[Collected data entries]
»»
PR #205, opened 2025-03-01
Added unit tests

internette:
Created unit tests for getPages function

## Confirm
- [x] This PR has unit tests scenarios. (This is the unit tests)

/assign me


__tests__/utils/pages.js
```diff
@@ -0,0 +1,117 @@
...
+        return dataObject[filename].leagueConfig;
+      }),
+      checkForSubpages: jest.fn().mockImplementation(filename => {
+        return dataObject[filename].hasOwnProperty('leagueData');
+      })
+    };
+});
+
+describe("pages getPages", () =>  {
+    it("should return appropriate data based on folder structure", () => {
```
jjm3x3, line 94: nit: I think a better name might be something... based on league status, and maybe something about order
```suggestion
    it("should return appropriate data order based on league status", () => {
```

__tests__/utils/pages.js
```diff
@@ -0,0 +1,117 @@
...
+        const pages = pagesModule.getPages();
+        expect(pages.length).toBe(2);
+        expect(pages[0].name).toBe("Current (Big Brother 26)");
+        expect(pages[1].name).toBe("Amazing Race 36");
+    });
+    it("should have subpages based on leagueConfig and leagueData", ()=> {
```
jjm3x3, line 100: nit: could possibly be two seperate functions
- One checks that you have one league per leagueConfig
- Another which checks that you only have `scoring` and `league-standing` pages when there is `leagueData`

app/utils/pages.tsx
```diff
@@ -10,26 +13,36 @@ interface IPage {
     path: string
 }
 
+export function getPathsToMap (){
```
jjm3x3, line 16: nit: shouldn't this have a type
```suggestion
export function getPathsToMap (): string[] {
```

app/utils/pages.tsx
```diff
@@ -10,26 +13,36 @@ interface IPage {
...
+    const pathToLeagueData = path.join(process.cwd(), "app", "leagueConfiguration");
+    const pathsToMap = fs.readdirSync(pathToLeagueData);
+    return pathsToMap;
+}
+
+export function getConfigurationPage (filename:string){
```
jjm3x3, line 22: ... I will explicitly forgive you for not having a type here 😛

app/utils/pages.tsx
```diff
@@ -10,26 +13,36 @@ interface IPage {
...
+    return require(`../leagueConfiguration/${filename}`);
+}
+
+export function checkForSubpages (filename:string){
```
jjm3x3, line 26: nit: let's add a type
```suggestion
export function checkForSubpages (filename:string): boolean {
```

app/utils/pages.tsx
jjm3x3, line 22: Why did you call this function this? Is this ever going to be a page?

jjm3x3 (approved):
Awesome! Love to see us adding tests for things we want to keep alive!

__tests__/utils/pages.js
internette: Done!

app/utils/pages.tsx
internette: Changed name

internette: Hahahaha thank you. This will be typed later lololol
««
__Exercise brief__: Within the entries, find all lines that contain "pathToLeagueData" and copy each one.

__Response area__:
+    const pathToLeagueData = path.join(process.cwd(), "app", "leagueConfiguration");
+    const pathsToMap = fs.readdirSync(pathToLeagueData);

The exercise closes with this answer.